Clear Water to KCl-PHPA Conversion at Surface Casing Shoe in WCSB Montney Program

A northeast Alberta Montney horizontal well program standardized a clear water conductor and surface hole protocol that reduced surface hole costs by 22 percent versus the previous bentonite mud program. A 762 mm conductor hole was drilled to 35 m in clear water at 140 m/h with a 660 mm drag bit; 508 mm conductor was run and cemented. Surface hole (559 mm) was drilled from 35 m to 280 m in clear water at 85 m/h, averaging 3 hours per well from spud to surface casing shoe. At 280 m, the Horseshoe Canyon Formation base was confirmed by gamma-ray while drilling; the rig switched to pre-mixed 4 percent KCl, 0.25 kg/m3 PHPA mud for the 311 mm intermediate hole through the Colorado Group. Total clear water savings per well: $18,000 in chemical cost versus bentonite mud plus 6 hours rig time reduction in surface hole. No wellbore instability was encountered in the clear water section across all 22 wells in the program, confirming geological screening was adequate for clear water application in this WCSB area.

Related Terms

Water-based mud is the next fluid system after clear water in WCSB drilling programs; bentonite or KCl-polymer WBM is introduced at the surface casing shoe when reactive shales or over-pressured zones require clay inhibition and filter cake for wellbore support. Lost circulation is the primary hazard limiting clear water drilling in WCSB geological settings with fractured coals, karsted carbonates, or basement fractures; LCM cannot be transported in clear water suspension, requiring pre-mixed bentonite pill standby at the rig site.
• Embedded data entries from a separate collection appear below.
PR #2114, opened 2023-10-23
document '--enable-debug' configure flag

Lucarda:
document '--enable-debug' configure flag in `INSTALL.txt` and html chapter6

### DIFF
--- a/doc/1.manual/x6.htm
+++ b/doc/1.manual/x6.htm
@@ -118,6 +118,12 @@ midi APIs:            PortMidi</pre>
 # build Pd using a system installed PortAudio
 ./configure --without-local-portaudio</pre>
 
+<p>If you need to run Pd through a debugger (like gdb), you can
+build Pd with debugging symbols using the "--enable-debug" flag.
+
+<pre># build Pd with debugging information
+./configure --enable-debug</pre>
+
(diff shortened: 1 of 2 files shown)


doc/1.manual/x6.htm
```diff
@@ -118,6 +118,25 @@ <h3 id="s6.2">6.2. Autotools Build (recommended)</h3>
 # build Pd using a system installed PortAudio
 ./configure --without-local-portaudio</pre>
 
+<p>The default build will do some moderate optimization.
+This can be tuned with the "--enable-optimizations" flag, which will tell the
+compiler to optimize for speed more aggressively (even at the cost of incorrect
+math operations).
+
+<pre># build with speed optimizations
+./configure --enable-optimizations</pre>
```
umlaeute, line 127: i don't know of any such configure flag.
where did you get it from?

Lucarda:
oops, thanks for checking. While cleaning my branches I came to

https://github.com/pure-data/pure-data/compare/master...Lucarda:pure-data:buildflags/html
        
it seems i did the html based on the txt but this was never implemented.

Lucarda:
how about this on the txt and html:

```
The default build will do some moderate optimization.

If things go wrong and you need to run Pd through a debugger (like gdb), you can
build Pd with debugging symbols using the "--enable-debug" flag.

    # build Pd with debugging information
    ./configure --enable-debug
    
```

?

Rate of penetration (ROP) in WCSB surface holes drilled in clear water (50-150 m/h) exceeds ROP in equivalent bentonite mud (30-80 m/h) because clear water's low hydrostatic pressure reduces chip hold-down force at the bit face. Underbalanced drilling using aerated clear water is the extension of the clear water technique to WCSB sub-normal pressure formations; air injection reduces effective fluid density below 1.00 SG to match pore pressure gradients of 6 to 8 kPa/m in Foothills shallow gas zones.